The drastically edited version is as follows. Born in 1940, Robert Winston graduated in medicine in 1964 before joining the London Hospital and then the Hammersmith where he began his pioneering work in gynaecological microsurgery. He founded the first NHS In Vitro Fertilisation (IVF) Programme, while his research into embryology, genetics and human reproduction earned him yet more global recognition. He became a life peer in 1995.
His trademark moustache is, however, best known to audiences of his brilliantly accessible BBC TV series which have brought science to the masses. These include The Human Body, The Secret Life of Twins and, his latest small screen opus, The Story of God.
Winston admits to acquiring his wine habit early in life and vividly remembers his vinous epiphany. ‘My father died when I was nine and some years later I was rummaging around in his cellar and found a bottle of 1947 Gruaud-Larose. When I opened it at dinner, it was an astonishing revelation.’
As a result, he has grown passionate and knowledgeable about wine ever since and now has about 70 cases in his cellar. Unsurprisingly perhaps, quite a lot of it is claret. ‘The wines of the Médoc are the wines that I know best,’ he says. ‘There’s a consistent, definable quality to places like Pauillac.’
He’s also no stranger to the saleroom. ‘Though not so much now, as I just don’t have the time.’ Instead, he tends to buy most of his wine from Berry Bros & Rudd, Lay & Wheeler or online from Fine & Rare Wines. ‘I often buy en primeur, but not to invest. I don’t believe in hoarding wines purely to sell on for profit.’
Occasionally though, he does buy a couple of cases of first growths with a view to enjoying one and selling the other to pay for it. ‘I remember doing this for the 1982s when I bought Margaux and Latour. At the time, they seemed hugely expensive, but they more than covered the cost of the wines I drank.’
However, he’s at pains to point out he’s not the type who only drinks first growths from great vintages. ‘I’ve found that it’s well worth buying good, solid classed-growth châteaux in so-called off vintages because they can be excellent value. I’m currently drinking the 1994 Léoville-Poyferré which critics like Parker and Broadbent didn’t rate at all. But actually, it’s rather delicious.
‘As a rule, I don’t necessarily believe in saving great wines for special occasions or celebrations,’ he adds. ‘I’m quite happy to open a good bottle spontaneously with very little excuse – especially with fellow wine lovers who really appreciate what’s in their glass.
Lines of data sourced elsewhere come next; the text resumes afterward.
PR #1854, opened 2021-01-19
feat: cache team members

sileht:
Fixes MRGFY-269

### DIFF
--- a/mergify_engine/context.py
+++ b/mergify_engine/context.py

That said, he remembers fondly an indulgent evening spent seeing in the millennium. ‘We began with a beautiful Bâtard-Montrachet, followed by a fabulous magnum of 1953 Mouton-Rothschild. After that I served an extraordinary 1919 Richebourg, which just about stretched to 12 glasses. Then we finished the evening off with a 1985 Yquem and an 1880 Bual from Madeira, both of which were quite sublime.’
His hedonistic passion is Pinot Noir. ‘I adore red Burgundy, though Bordeaux was my first love. It’s more of a risk but, at its best, it’s incomparable.’ He lists favourite producers as Rousseau, Roumier and Trappet and, “of course”, DRC.’
In addition, Professor Winston has been enjoying more and more New World wines. ‘I’ve long been a big fan of Grange, but there are so many other great producers in Australia who are much cheaper and also offer terrific quality. I think that Chile too is producing outstanding reds at very good prices.
‘I don’t drink a lot of Champagne because it tends to give me heartburn. So unless it’s very, very good, I often just prefer a glass of white Burgundy.’ He also has a great passion for vintage Madeira. ‘Old Madeira has a complexity and subtleness that is unsurpassed by almost any other wine,’ he says.
Yet in spite of his career, he can be unscientific in his approach to buying wine. ‘A while ago, I was in Tuscany and bought a case of 1993 Brunello di Montalcino – on a whim. When I first got it home it was very disappointing. But now, it’s amazing how much it has changed for the better. So I’m rather relieved at the way it has turned out.’